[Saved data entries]
PR #549, opened 2023-03-08
vsr: use consistent name for type-parametrized clock

matklad:
That's very minor and I am not even sure if this is a good idea

## Pre-merge checklist


src/vsr/replica.zig
```diff
@@ -76,7 +76,7 @@ pub fn ReplicaType(
         const Self = @This();
 
         const Journal = vsr.JournalType(Self, Storage);
-        const Clock = vsr.Clock(Time);
```
matklad, line 79: These two lines are the whole motivation for the PR, it always seemed odd that they are inconsistent.

sentientwaffle (approved):
:+1: I guess `Clock` predated the "ThingType" naming convention.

» Task brief:
Check every line above for the string "Self" and copy those that have it.

» Solution to this exercise:
         const Self = @This();
         const Journal = vsr.JournalType(Self, Storage);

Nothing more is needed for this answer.